Titustown evolved into a thriving Black neighborhood.
Aside from work, Tatum’s second money-making venture was loaning cash-hungry men money on payday at a lower interest rate to ensure they had enough to take home.
Black peddlers were selling “bootleg” cakes and pies to workmen outside the construction site gates. So, he got into that game, too, and sent the extra money to his wife back in Texas.
When WWI ended on November 18, 1918, the federal government reduced construction operations and personnel at the military construction sites. But many, like Tatum, remained and found work at the Dominion Docks at the foot of Church Street, where Waterside Drive is now. He lived in the attic of a rooming house at 410 Bute Street, according to the Guide Archives.

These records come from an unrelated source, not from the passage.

PR #554, opened 2019-11-21
feat(do-dont): adds do dont example row for spacing overrides

### LINKED ISSUE #497: [Spacing] Vertical spacing between image clusters should be 32px
Spacing in between images should be consistent both horizontally and vertically
https://www.carbondesignsystem.com/guidelines/accessibility/overview

Screen Shot 2019-11-05 at 4 43 47 PM

It should behave more like this:
https://gatsby-theme-carbon.now.sh/components/ImageGallery

Screen Shot 2019-11-05 at 4 48 20 PM

FYI 
@vpicone 
@mjabbink

jnm2377:
Closes #497 

`<DoDont>` clusters need vertical spacing (between rows) of `32px` so it's equal to horizontal spacing (between columns) of `32px`. The current row spacing is `24px`. This PR introduces a `<DoDontExampleRow>` component that overrides regular row spacing styles specifically for `<DoDont>` clusters. 

This seemed like the easiest way to do this to allow maximum flexibility in terms of how the columns are laid out inside the row vs. doing it similar to how`<ImageGallery>` & `<ImageGalleryImage>` do it, where `DoDontExample` would receive a `col` prop that renders the image automatically in a column of the specified size. Having props that render the columns automatically could get tedious if folks want to specify column sizes for diff breakpoints. However, am open for feedback on this.

#### Changelog

**New**

- `DoDontExampleRow`

### DIFF
--- a/lerna.json
+++ b/lerna.json
@@ -1,6 +1,6 @@
 {
   "packages": ["packages/*"],
-  "version": "1.17.1",
+  "version": "1.17.2",
   "npmClient": "yarn",
   "useWorkspaces": true,
   "publish": {
--- a/lerna.json
+++ b/lerna.json
@@ -1,6 +1,6 @@
 {
   "packages": ["packages/*"],
-  "version": "1.17.3",
+  "version": "1.17.2",
   "npmClient": "yarn",
   "useWorkspaces": true,
   "publish": {
--- a/lerna.json
+++ b/lerna.json
@@ -1,6 +1,6 @@
 {
   "packages": ["packages/*"],
-  "version": "1.17.2",
+  "version": "1.17.3",
   "npmClient": "yarn",
   "useWorkspaces": true,
   "publish": {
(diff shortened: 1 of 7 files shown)


vpicone:
I really think the Do/Don't component is in need of a re-write, I despise all the row and column copy and paste. Needs to be using css modules as well.

@jnm2377 What do you think of a `DoDontRow`, a `Do` and a `Dont` component? We can tuck away all of the row/column business and pass through any row/column props in case they want to override the default col or whatever. As an added benefit, we could introduce this new API without breaking old versions, folks could still manually use `DoDontExample` with `Row` and `Column`, we'd maybe just show a console warning with the new api.

I can take this or we can work on it together!

jnm2377:
@vpicone that makes sense. I'm gonna close this PR for now. I'll be out for a few weeks for the holidays, but can definitely work on this in the new year. I'd be happy to tag team if you want.

PR #558, opened 2019-11-22
feat(html): add default lang to site metadata, pass to helmet

### LINKED ISSUE #557: HTML needs default language identified with `lang` attribute
## Detailed description

The `HTML` element does not have a default `lang` set. In the DAP tool, it generates the following violation:

Screen Shot 2019-11-22 at 2 27 16 PM

### What WCAG 2.1 checkpoint does the issue violate?

http://www.ibm.com/able/guidelines/ci162/language_of_page.html

Run the DAP tool on any page using `gatsby-theme-carbon`, and you'll see the this violation.

jendowns:
Closes #557

Adds default language via `lang` attribute to `HTML` element, per [Checkpoint 3.1.1.](https://www.ibm.com/able/guidelines/ci162/language_of_page.html)

#### Changelog

**New**

- add `lang` to `siteMetadata`

### DIFF
--- a/packages/example/gatsby-config.js
+++ b/packages/example/gatsby-config.js
@@ -3,7 +3,6 @@ module.exports = {
     title: 'Gatsby Theme Carbon',
     description: 'A Gatsby theme for the carbon design system',
     keywords: 'gatsby,theme,carbon',
-    lang: 'en',
   },
   pathPrefix: `/gtc`,
   plugins: [
--- a/packages/example/gatsby-config.js
+++ b/packages/example/gatsby-config.js
@@ -3,6 +3,7 @@ module.exports = {
     title: 'Gatsby Theme Carbon',
     description: 'A Gatsby theme for the carbon design system',
     keywords: 'gatsby,theme,carbon',
+    lang: 'en',
   },
   pathPrefix: `/gtc`,
   plugins: [
--- a/packages/gatsby-theme-carbon/src/components/Meta.js
+++ b/packages/gatsby-theme-carbon/src/components/Meta.js
@@ -3,7 +3,7 @@ import { Helmet } from 'react-helmet';
 import { useMetadata } from '../util/hooks';
 
 const Meta = ({ pageTitle, pageDescription, pageKeywords, titleType }) => {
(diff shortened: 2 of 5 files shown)


packages/gatsby-theme-carbon/src/components/Meta.js
```diff
@@ -34,7 +34,9 @@ const Meta = ({ pageTitle, pageDescription, pageKeywords, titleType }) => {
           content: pageKeywords || keywords,
         },
       ]}
-    />
+    >
+      <html lang={lang || 'en'} />
```
jendowns: I think this is nice because even if someone doesn't add `lang` to their own metadata, at least their site will have a valid `lang` value 🤔 But let me know what you think!

vpicone: If they don't add one, it should grab the `en` you have defined in the theme's gatsby-config along with the other defaults (title, keyword etc)

jendowns:
Thanks @vpicone! Just made the change you suggested above 👍

packages/example/gatsby-config.js
```diff
@@ -3,6 +3,7 @@ module.exports = {
     title: 'Gatsby Theme Carbon',
     description: 'A Gatsby theme for the carbon design system',
     keywords: 'gatsby,theme,carbon',
+    lang: 'en',
```
vpicone: I think maybe we should leave this out of the example, it doubles as the starter-kit and folks might not know if they need to leave it in.

Would could update [https://gatsby-theme-carbon.now.sh/guides/configuration#site-title-and-description](this part of the config guide) to just be Site Metadata and add a note there maybe? "**If necessary**, you can change the default language of your document using the `lang` property" (maybe dont need the emphasis haha)

Some thing like 
```suggestion
```

vpicone:
Awesome, thanks @jendowns just had one more quick thing

jendowns:
Thanks @vpicone! I just updated the example/demo site's metadata & also added some info to the configuration guide. Could you take another look when you get a chance?

PR #581, opened 2019-12-03
fix: increase max-height of switcher

### LINKED ISSUE #579: Switcher is too short / IBM iX link cut off
Last link on the switcher is getting cut off, we added a link and didn't account for the additional height.

Screen Shot 2019-12-02 at 7 45 12 PM

*marking as sev1 since the last link (IBM iX) isn't visible/clickable at all

alisonjoseph:
Closes #579

Increases max-height of switcher so that bottom link isn't cut off.

### Review
- make sure all links are visible in switcher on desktop
- @jeanservaas make sure spacing below bottom link is correct, not 100% sure what it should be

### DIFF
--- a/packages/gatsby-theme-carbon/src/components/Switcher/Switcher.module.scss
+++ b/packages/gatsby-theme-carbon/src/components/Switcher/Switcher.module.scss
@@ -36,7 +36,7 @@
     // https://css-tricks.com/using-css-transitions-auto-dimensions/
     // Tied to the height of the app switcher. Allows for animating up to auto.
     // Matching the height exactly is imperitive to keep the correct animation timing.
-    max-height: 492px;
+    max-height: 508px;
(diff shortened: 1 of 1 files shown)


vpicone:
RIP my bullet-proof comment failed me.

packages/gatsby-theme-carbon/src/components/Switcher/Switcher.module.scss
```diff
@@ -36,7 +36,7 @@
     // https://css-tricks.com/using-css-transitions-auto-dimensions/
     // Tied to the height of the app switcher. Allows for animating up to auto.
     // Matching the height exactly is imperitive to keep the correct animation timing.
-    max-height: 458px;
+    max-height: 492px;
```
vpicone: Looks like it's supposed to cut off 24px after the last item per #57 

```suggestion
    max-height: 508px;
```

Looking at a build from 2 weeks ago, it wasn't right even then (too short).

PR #1220, opened 2022-02-09
fix: do dont component updates

### LINKED ISSUE #1217: Wrong color on DontDoExample page
## Detailed description

> Describe in detail the issue you’re having.
Linked [here](https://gatsby-theme-carbon.vercel.app/components/DoDontExample/) is the Don't Do example that is the wrong color. The example is using a darker green (#24a148) than what should be used (reference proper green [here](https://gatsby-theme-carbon.vercel.app/components/DoDontRow)). 

The expectation is a lighter green on the Do Don't example given

Chrome

## Additional information
Attached is a screenshot of the darker green in use
Screen Shot 2022-02-02 at 5 25 49 PM

alisonjoseph:
Closes #1217 

- color fix for `DoDontExample`
- adds deprecation warning for  `DoDontExample`
- ports over aspect ratio updates to the correct `DoDont` component

### Testing
- ensure color green is correct for `DoDontExample`
- ensure aspect ratios are correct for `DoDont`

### DIFF
--- a/packages/gatsby-theme-carbon/src/components/DoDontExample/do-dont-example.scss
+++ b/packages/gatsby-theme-carbon/src/components/DoDontExample/do-dont-example.scss
@@ -100,7 +100,7 @@
 }
 
 .#{$prefix}--example--correct .#{$prefix}--example-card::before {
-  background: $support-02;
+  background: #24a148;
 }
 
 .#{$prefix}--example--incorrect .#{$prefix}--example-card::before {
@@ -118,7 +118,7 @@
 }
 
 .#{$prefix}--example__icon--correct {
-  fill: $support-02;
+  fill: #24a148;
 }
 
 .#{$prefix}--example__icon--incorrect {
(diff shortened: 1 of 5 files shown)


packages/gatsby-theme-carbon/src/components/DoDontExample/do-dont-example.scss
```diff
@@ -100,7 +100,7 @@
 }
 
 .#{$prefix}--example--correct .#{$prefix}--example-card::before {
-  background: $support-02;
+  background: #24a148;
```
sstrubberg, line 103: Is there a reason we are hard-coding the colors instead of using a token?

sstrubberg (changes requested):

packages/gatsby-theme-carbon/src/components/DoDontExample/do-dont-example.scss
alisonjoseph: Not sure, this was the color requested in the issue, the token was displaying the wrong color. 
This component is also being deprecated in favor of the newer one, so I didn't spend any time trying to figure out the token issue.

alisonjoseph:
@sstrubberg I updated it to use the color token.

sstrubberg (approved):

PR #1229, opened 2022-03-07
Remove all usages of carbon components on `next`

tay1orjones:
And provide theme resources globally


tay1orjones:
I can cut another prerelease once this is in.

packages/gatsby-theme-carbon/src/styles/internal/resources.scss
```diff
@@ -13,5 +13,8 @@
 @use '@carbon/react/scss/type' as *;
 // $standard-easing $transition-x
 @use '@carbon/react/scss/motion' as *;
+// @include visually-hidden;
+@use '@carbon/react/scss/utilities/visually-hidden' as *;
```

At the same time, according to city history, White and Jewish business owners along Church Street and the east end of Bute, Cumberland, and Brewer and other streets began to exit the area in the early 1900s.
They migrated to other areas, especially downtown westward to Granby Street.

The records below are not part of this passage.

PR #1242, opened 2022-05-18
fix(grid): add _grid.scss and move over flex grid for precedence

dakahn:
ref https://github.com/carbon-design-system/carbon-website/issues/2884

Grid styles were being overwritten which was resulting in a busted StatusIndicator table
image

This PR moves grid styles into their own file and requires that file above the other mixins so those styles take precedence and get brought in properly 🤠 

## Testing

Make sure it builds and compiles as expected 👍🏾

### DIFF
--- a/packages/gatsby-theme-carbon/src/styles/internal/_global.scss
+++ b/packages/gatsby-theme-carbon/src/styles/internal/_global.scss
@@ -1,4 +1,4 @@
-@use '@carbon/grid/scss/flex-grid';
+@use 'grid';
 @use '@carbon/react/scss/type';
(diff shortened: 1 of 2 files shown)


tay1orjones (approved):

tay1orjones:
@dakahn let me know if you want to walk through releasing this together. It'll need to be published as a prerelease to the `next` tag once merged in.

joshblack (approved):

tay1orjones:
@dakahn I just published this in https://github.com/carbon-design-system/gatsby-theme-carbon/releases/tag/v3.0.0-next.11

PR #1246, opened 2022-06-16
fix(markdown): ensure links within lists do not have padding

tay1orjones:
This fixes the bug blocking https://github.com/carbon-design-system/carbon-website/pull/2975

#### Changelog

**Changed**

- Ensures that links placed as the second/third/fourth/etc sibling within a list item don't have unnecessary padding.
- Update sass version
- Formatting within the demo page

**Removed**

Demo page list section should render the new demo text with no extra vertical padding around links


tay1orjones:
👍 

image

PR #1376, opened 2023-11-29
feat: add option for 3 across ResourceCard group

### LINKED ISSUE #1375: Resource Card Group enhancement - add 3 across option
From @mjabbink 

> It has always been the intent to get resource cards to be go across the page in 2 or 3. However it was developed to be only 2. 
> 
> The Carbon example shows how 3 would be a more efficient solution as well as look better. 
> https://carbondesignsystem.com/#other-resources
> 
> In the Carbon for ibm.com since there’s only three it wold also benefit from being 3 across (simplified)
> https://ibmdotcom-library.s3-web.us-south.cloud-object-storage.appdomain.cloud/deploy-previews/1688/

Current design - only option is 2 across
Screenshot 2023-11-29 at 8 55 24 AM

Option to be added (an example of 3 across)

Screenshot 2023-11-29 at 8 59 00 AM

Current code that creates correct borders and span only two across
```
<Row className="resource-card-group">
  <Column colMd={4} colLg={4} noGutterSm>
    <ResourceCard...... 
```

One suggestion is adding a new component, `CardGroup`, similar to what we did in Platform, and then add a prop to choose how many show across, with the default being 2. 

Possibly `cardSpan`? or `cardsPerRow`?
```
<CardGroup cardSpan={3}>
 <Column colMd={4} colLg={4} noGutterSm>
    <ResourceCard...... />
```

OR a simple option is to just add an additional class-name to add correct styling
```
<Row className="resource-card-group-3-across">
  <Column colMd={4} colLg={4} noGutterSm>
    <ResourceCard...... 
```

alisonjoseph:
Closes #1375

#### Changelog

**New**

- Add new classname for 3 across card group.

### DIFF
--- a/packages/example/src/pages/components/ResourceCard.mdx
+++ b/packages/example/src/pages/components/ResourceCard.mdx
@@ -6,12 +6,15 @@ description: Usage instructions for the ResourceCard component
 <PageDescription>
 
 The `<ResourceCard>` component should be wrapped with a `<Column>` inside of
-`<Row className="resource-card-group">`. This allows the correct border
-placement between a group of cards.
+`<Row className="resource-card-group">` or
+`<Row className="resource-card-group-3-across">`. This allows the correct border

Blacks bought, leased, or rented properties they left and operated retail outlets, theaters, and other businesses, creating the Black Church Street business corridor.

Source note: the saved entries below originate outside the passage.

Issue #1391, opened 2024-01-08
Update Plex to latest


alisonjoseph:
Need to update to latest Plex to fix alignment issues that were fixed in v6.3 https://github.com/IBM/plex/issues/377

Currently Plex is being self hosted
https://github.com/carbon-design-system/gatsby-theme-carbon/tree/main/fonts
https://github.com/carbon-design-system/gatsby-theme-carbon/blob/main/packages/gatsby-theme-carbon/src/styles/internal/_plex.scss

ideally we could pull from the cdn, however it doesn't exist there yet. https://github.ibm.com/webstandards/plex-cdn

PR #1392, opened 2024-01-08
feat: add font files for plex 6.3 release

alisonjoseph:
Ref #1391

this just adds the new font files. I wasn't able to simply replace them as they seem to be named differently. 

there will be separate PR to update
https://github.com/carbon-design-system/gatsby-theme-carbon/blob/main/packages/gatsby-theme-carbon/src/styles/internal/_plex.scss

and 

https://github.com/carbon-design-system/gatsby-theme-carbon/blob/main/packages/gatsby-theme-carbon/gatsby-ssr.js#L35

once fonts files are live

*note: variable fonts aren't served via cdn yet


tay1orjones (approved):
It's so bizarre how we serve these. IIUC the theme demo/docs site deployed to vercel is essentially a CDN for plex on all sites using gatsby-theme-carbon. 😵‍💫

PR #1410, opened 2024-02-03
fix(scss): import + other minor fixes

muditjuneja:
This PR aims at fixing a few things that are causing build failures which include -

- Mdx updated format
- Fix a few imports as per the upgrades

This PR should be merged to the next branch.


muditjuneja:
@eng618 Can you review this PR?

packages/gatsby-theme-carbon/src/components/Code/Code.js
```diff
@@ -50,7 +52,7 @@ const Code = ({ children, className: classNameProp = '', path, src }) => {
         {children}
       </PathRow>
       <Highlight
-        {...defaultProps}
+        // {...defaultProps}
```
eng618, line 55: Why did you comment this out?

packages/gatsby-theme-carbon/src/components/LeftNav/LeftNavItem.js
```diff
@@ -2,7 +2,7 @@ import React, { useContext } from 'react';
 import { Link } from 'gatsby';
 import { Location } from '@reach/router';
 import cx from 'classnames';
-import useNetwork from 'react-use/lib/useNetwork';
+import {useNetworkState} from 'react-use';
```
eng618, line 5: A bit nit picky here, but make sure to apply formatting (i.e. spaces round this)

packages/gatsby-theme-carbon/src/components/Code/Code.js
```diff
@@ -1,5 +1,5 @@
 import React, { useState } from 'react';
-import Highlight, { defaultProps } from 'prism-react-renderer';
+import { Highlight, themes } from "prism-react-renderer"
```
eng618, line 2: Single quotes here.

eng618: Looks like you are importing `themes` here but not using it anywhere?

eng618 (changes requested):
Looks mostly good, and while it compiles locally, we are picking up the wrong theme in the pages. I feel like this is because the tokens are not being picked up or imported correctly. 

image

vs what it should be: 

image

packages/gatsby-theme-carbon/src/components/Code/Code.js
muditjuneja: Brought back the defaultProps in this component.

packages/gatsby-theme-carbon/src/components/LeftNav/LeftNavItem.js
muditjuneja: Applied lint fix.

muditjuneja:
@eng618 `useMetadata` was not being called in DefaultLayout and it was not able to supply the theme variables. Fixed it by calling the method.
Another thing that I am noticing is that the Code component is not working as expected and we would need to look more into that. Other than this, build looks good.

packages/gatsby-theme-carbon/src/components/Code/Code.js
```diff
@@ -23,25 +23,27 @@ const Code = ({ children, className: classNameProp = '', path, src }) => {
   const language = classNameProp.replace(/language-/, '').replace('mdx', 'jsx');
 
   const removeTrailingEmptyLine = (lines) => {
-    const [lastLine] = lines.splice(-1);
-    if (lastLine[0].empty) {
-      return lines;
+    if (lines && lines.length) {
```
muditjuneja, line 26: These checks are almost random that I applied to make the build work as this component could not find lines in a few pages. It would make sense to look into this as a separate PR.

muditjuneja:
Also, 
Text defined like below - 

The `<ResourceCard>` component should be wrapped with a `<Column>` inside of
`<Row className="resource-card-group">` or
`<Row className="resource-card-group-3-across">`. This allows the correct border
placement between a group of cards spanning 2 or 3 across.

is being rendered differently now. See the diff below 

Screenshot 2024-02-04 at 1 47 12 AM
Screenshot 2024-02-04 at 1 47 25 AM

packages/gatsby-theme-carbon/src/components/Code/Code.js
```diff
@@ -17,33 +17,46 @@ import useMetadata from '../../util/hooks/useMetadata';
...
 
     if (shouldShowMore) {
       return withoutTrailingEmpty;
     }
 
-    return withoutTrailingEmpty.slice(0, 9);
+    return withoutTrailingEmpty ? withoutTrailingEmpty.slice(0, 9) : [];
   };
 
+  if (isInlineCode) {
```
muditjuneja, line 57: With this version, inline code are being rendered as pre only and not as <code></code>. This has fixed that. (Maybe temporarily)

packages/example/src/pages/components/markdown.mdx
```diff
@@ -145,7 +145,7 @@ recommend using `h2` tags for section headings within your content.
 [I’m a markdown link with title](https://www.carbondesignsystem.com 'Carbon’s Homepage')
 
 URLs and URLs in angle brackets will automatically get turned into links.
-http://www.example.com or <http://www.example.com> and sometimes example.com
+http://www.example.com or \<http://www.example.com> and sometimes example.com
```
eng618, line 148:
```suggestion
`http://www.example.com` or `<http://www.example.com>` and sometimes example.com
```

eng618: Lets just add these as code blocks so they are not interpreted, as this is technically what it should look in markdown code anyways.

packages/gatsby-theme-carbon/src/components/Code/Code.js
eng618: Add a `// TODO: message...` for this as well, so we can remember to look into and verify this file all together.

eng618 (changes requested):
Just a couple minor things, then we can get this merged in.

PR #1412, opened 2024-02-06
Revert "fix(scss): import + other minor fixes"

alisonjoseph:
Reverts carbon-design-system/gatsby-theme-carbon#1410

Hey @eng618 there are some broken styles as a result of this PR, I'm reverting. Resource card group styling for one, but haven't had time to look into if there is anything else or what the cause is.


eng618:
@alisonjoseph how did you come to the conclusion it was this PR? As this should only affect the next branch?

alisonjoseph:
@eng618 oh, I missed that. then this is the wrong PR

PR #1417, opened 2024-02-09
fix: mdx tables + port gatsby core to ESM

muditjuneja:
This PR has - 
1. Mdx tables fix - With migrating to v3 of mdx, the gfm capabilities like tables, etc have been deprecated and the suggestion is to use another module named `remark-gfm`
2. Porting core gatsby files to ES modules - gatsby-config.js + gatsby-node.js


packages/gatsby-theme-carbon/gatsby-node.mjs
```diff
@@ -0,0 +1,120 @@
+import path from 'path';
```
muditjuneja, line 1: I am not sure why git renamed gatsby-config.js to gatsby-config.mjs and is adding this as a new file after removing the older one.

muditjuneja:
@eng618 Can you review this PR?

packages/gatsby-theme-carbon/gatsby-node.mjs
eng618: You probably need to set `"type:" "module"` in the **package.json** so that the entire project defaults to modules instead of CommonJS. Give that a try and see if you can rename the files back to just .js

muditjuneja: To be honest I was just trying to do that only. But I am getting this - 
`
 ERROR #10123  API.CONFIG.LOADING

We encountered an error while trying to load your site's gatsby-config. Please fix the error and try again.



  ReferenceError: require is not defined in ES module scope, you can use import instead
  
  - gatsby-config.mjs:1 
    file:///Users/mjuneja/Work/mine/OS/gatsby-theme-carbon/packages/gatsby-theme-carbon/gatsby-config.mjs:1:14
  
  - module_job:194 ModuleJob.run
    node:internal/modules/esm/module_job:194:25
  
`

packages/gatsby-theme-carbon/gatsby-config.js
```diff
@@ -111,7 +117,7 @@ module.exports = (themeOptions) => {
             ...gatsbyRemarkPlugins,
           ],
           mdxOptions: {
-            remarkPlugins,
+            remarkPlugins: [...remarkPlugins, remarkGfm],
```
eng618, line 120:
```suggestion
            remarkPlugins: [remarkGfm, ...remarkPlugins],
```

I would flip these in case the user of the theme want to overwrite some settings or pass in their own version of the plugin they can do so.

eng618 (changes requested):
One minor adjustment, other than that this looks great!

eng618 (approved):

muditjuneja:
Closing this as another PR will be merged for this - https://github.com/carbon-design-system/gatsby-theme-carbon/pull/1418#issuecomment-1939135900

Issue #1425, opened 2024-02-28
Gatsby v5: Review `next` branch and make issues


alisonjoseph:

alisonjoseph:
Some visual discrepencies
`next` on the left, `main` on the right

- [ ] Nested list styling is off

<img width="1012" alt="Screenshot 2024-02-29 at 12 35 00 PM" src="https://github.com/carbon-design-system/gatsby-theme-carbon/assets/2753488/a2705a60-cd18-400a-9a20-423bf96510a8">

- [ ] Spacing above images is missing (looks to be wrapped in an additional span tag)

<img width="912" alt="Screenshot 2024-02-29 at 12 36 31 PM" src="https://github.com/carbon-design-system/gatsby-theme-carbon/assets/2753488/0de7c4c2-1317-4c32-96e8-863efe2877af">

alisonjoseph:
Remaining issues are tracked in 
https://github.com/carbon-design-system/gatsby-theme-carbon/issues/1439
https://github.com/carbon-design-system/gatsby-theme-carbon/issues/1440

PR #1438, opened 2024-03-08
fix: nested list styling for v5

alisonjoseph:
Ref #1425

Updates how nested lists are rendered 
```
'li.ul': (props) => <Ul nested {...props} />,
'li.ol': (props) => <Ol nested {...props} />,
```
  
no longer works with latest versions, so used the solution we have over in Platform to render the correct classnames for nested lists. This also allows us to remove a lot of the custom styling we had and just use the base Carbon list styles. 

## Testing

Ensure spacing looks the same as live site for markdown lists.


eng618 (approved):
Looks good

PR #52, opened 2017-11-11
Rename dataplane clients

mcardosos:
Detail noticed by @devigned  !


marstr:
@devigned, what are your opinions on the name "DataplaneClient" in lieu of "ManagementClient" where the latter is inappropriate?

devigned:
@marstr is `Client` inappropriate?

marstr:
@mcardosos, what are your thoughts?

mcardosos:
There are some cases in which the client for certain operation groups will just be named `Client`, so I would prefer not to use that name. What do you think about `ServiceClient`?

devigned:
@mcardosos can you give an example of where this occurs?

mcardosos:
[Example](https://github.com/Azure/azure-sdk-for-go/blob/master/arm/mediaservices/mediaservice.go#L28)

marstr:
Keep in mind, whatever you pick could conflict with names of operation group. Have you checked to see if there are any Operation Groups named Service?

devigned:
Perhaps, `Group` should be appended to a group if it is named `Client`. Seems like a misleading group name.

mcardosos:
No, a client named `GroupClient` is misleading and [customers have disliked it](https://github.com/Azure/azure-sdk-for-go/issues/672). Operation groups is a swagger concept that should not leak to the SDK. `OperationsClient` is less misleading in this case.

mcardosos:
Yes, there are `ServiceClient`s somewhere in the SDK :(

marstr:
> @mcardosos says:
Operation groups is a swagger concept that should not leak to the SDK.

I'm not sure that one can disentangle operation groups from what we generate. At the moment that's the entire boundary we use for picking what to associate with each client.

mcardosos:
Let me choose other words.
Currently in the compute package, we have `VirtualMachinesClient`, a client which's operations have to do with `virtual machines`.
If we had a `GroupClient`, its operations would have to do with a `group`. A group of what? In my  opinion, it does not make sense from the SDK perspective.

devigned:
With `http` you do something along these lines.
```go
client := &http.Client{
}
```
What you are trying to avoid is `ClientClient`, which would be ugly.

How about `HttpClient` rather than `ManagementClient` or `DataplaneClient`? 

If someone makes an operation group called `HttpClient`, then shame on them and us.

mcardosos:
It could be, and works in all cases

mcardosos:
What do you think about `BaseClient`?

mcardosos:
Agreed offline on `BaseClient`

PR #72, opened 2018-01-03
Emit correct code for optional body param stream.

jhendrixMSFT:
Don't assume that an optional body param is a JSON object as it could be
a binary stream.


jhendrixMSFT:
Fixes https://github.com/Azure/azure-sdk-for-go/issues/671

PR #73, opened 2018-01-05
Don't treat constants as parameters.

jhendrixMSFT:
Per swagger spec, required enums with one value are constants thus they
shouldn't be paramaters, so just emit the value directly in the code.


jhendrixMSFT:
Fixes https://github.com/Azure/azure-sdk-for-go/issues/905.

jhendrixMSFT:
Ran CI locally and it passed so merging.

Recognizing a revenue-generating opportunity, he jumped into the “rooming business.” He leased a six-room house at 448 Reilly Street and rented the six rooms.
Tatum, according to the Guide archives, took advantage of the shortage of housing for workers who remained in the city after the war and Black veterans returning from overseas.
The “Great Black Migration” was underway, and families and individuals were moving to Tidewater seeking work and escape from oppressive Jim Crow policies further south.
When the Reilly Street house filled up, Tatum acquired another on St. Paul’s Street between Bute and Brambleton. He also secured other houses along Bank Street. Initially, he did not own these houses, but leased them.
This venture fostered big profits and ideas on how to invest it at a time when the bottom was falling out of the economic basket of the nation by 1930.
“I believe the (Great) depression is a good thing, in its way. It brings people down to earth and makes them stop and think, and there is nothing in this world that beats sober thinking.”
That quote was taken from a July 23, 1932, edition of the Guide, in the midst of “the Depression” in an article, headlined: “Life Story of Local Hotel Man Reads Like Horatio Alger Tale.”
From 1926 to 1929, on East Freemason and Cumberland Streets, Tatum secured large tracts of land and buildings, one of which (in 1926) was the structure that would become the Tatum Inn.
It had three floors, with 36 bedrooms on the two upper floors, a lobby, dining room, studio, kitchen, and storage space.
According to the July 3, 1932 edition of the Guide, the Inn catered to partiers, baseball and football teams, and theatrical folk appearing at varied Church Street venues
Like the Wheaton Hotel, the Tatum Inn got high marks for its amenities and customer service,
Tatum was also a Goodwill Ambassador. He traveled to Chicago, New York, and other cities to attend meetings, sharing news of the economic fortunes of Blacks in Tidewater and collecting ideas on service from the hotels he patronized.
Back home, he was a mover and shaker among his fellow Black money elite, especially his closest friend, P.B. Young, Sr. He also profited from investing in various enterprises and giving to charity.
He refused a chair on the power-heavy Metropolitan Bank Board of Directors in 1931 due to ill health.
He was a member of the Steward Board of St. Joseph’s AME Church
Tatum died May 19, 1951, at his hotel.
After his death, the Tatum Inn was run by his family until the first wave of redevelopment of that section of the Church Street business corridor got underway.
Many of the businesses, including the Tatum Inn, were razed to make way for Young Terrance and other projects in what is now the St. Paul’s Quadrant.